I've tried these changes, but they have made no difference to the plan selection:

  • drop all other dbs except postgres, template0, template1
  • increase RAM for buffers
  • VACUUM FULL ANALYZE for both tables
  • REINDEX TABLE child
  • ALTER TABLE child ALTER COLUMN parent_id SET STATISTICS 10000
  • SELECT pg_stat_reset()
  • redorder WHERE operands
  • changing random_page_cost to 1.0 (storage is SSD)

The planner generates the desired plan if HashAggregates are disabled.

Changing ndistinct to something more like the actual number of unique parent_ids tends to make the planner generate the slower plan in the console.

* As reported by pgbadger, slow queries > 100ms being logged

Best Answer

Eventually I found this Q&A on StackOverflow, asserting that adding OFFSET = 0 to a subquery prevents the query planner from inlining the subquery. Applying this change made the planner consistently* generate an efficient query in psql and in the application.
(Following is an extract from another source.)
Issue #10073, opened 2023-12-12
Update/Review Multiple icons


PeterShaggyNoble:
I fell down a rabbit hole this morning, going through [Logopedia's archives](https://logos.fandom.com/wiki/Logopedia:Recent_logos/Archive) and found a number of icons we need to update or, at least, review. Rather than try to take them all on myself and put pressure on the @simple-icons/icon-review team or open individual issues that could get lost in the mix, I've created the following list for us all to work through together.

EXPLAIN (ANALYZE, BUFFERS) SELECT "parent"."id" FROM "parent"
                        WHERE EXISTS
                         (SELECT 1 FROM child
                            WHERE "child"."parent_id" = "parent"."id" OFFSET 0);
                                                                            QUERY PLAN                                                                            
------------------------------------------------------------------------------------------------------------------------------------------------------------------
 Seq Scan on parent  (cost=0.00..2739.35 rows=2375 width=4) (actual time=0.185..16.813 rows=1795 loops=1)
   Filter: (SubPlan 1)
   Rows Removed by Filter: 2955
   Buffers: shared hit=16342
   SubPlan 1
     ->  Index Only Scan using child_parent_id_index on child  (cost=0.43..3533.66 rows=31652 width=4) (actual time=0.003..0.003 rows=0 loops=4750)
           Index Cond: (parent_id = parent.id)
           Heap Fetches: 2025
           Buffers: shared hit=16211
 Planning Time: 0.328 ms
 Execution Time: 16.988 ms
(11 rows)

This is an effective workaround, but somewhat unsatisfactory because:

  • we're preventing the planner from selecting a more efficient plan, if one exists
  • we still don't understand why the planner generated different plans in psql and the application

*The log reported 33 slow queries, which is an acceptable reduction from 1600.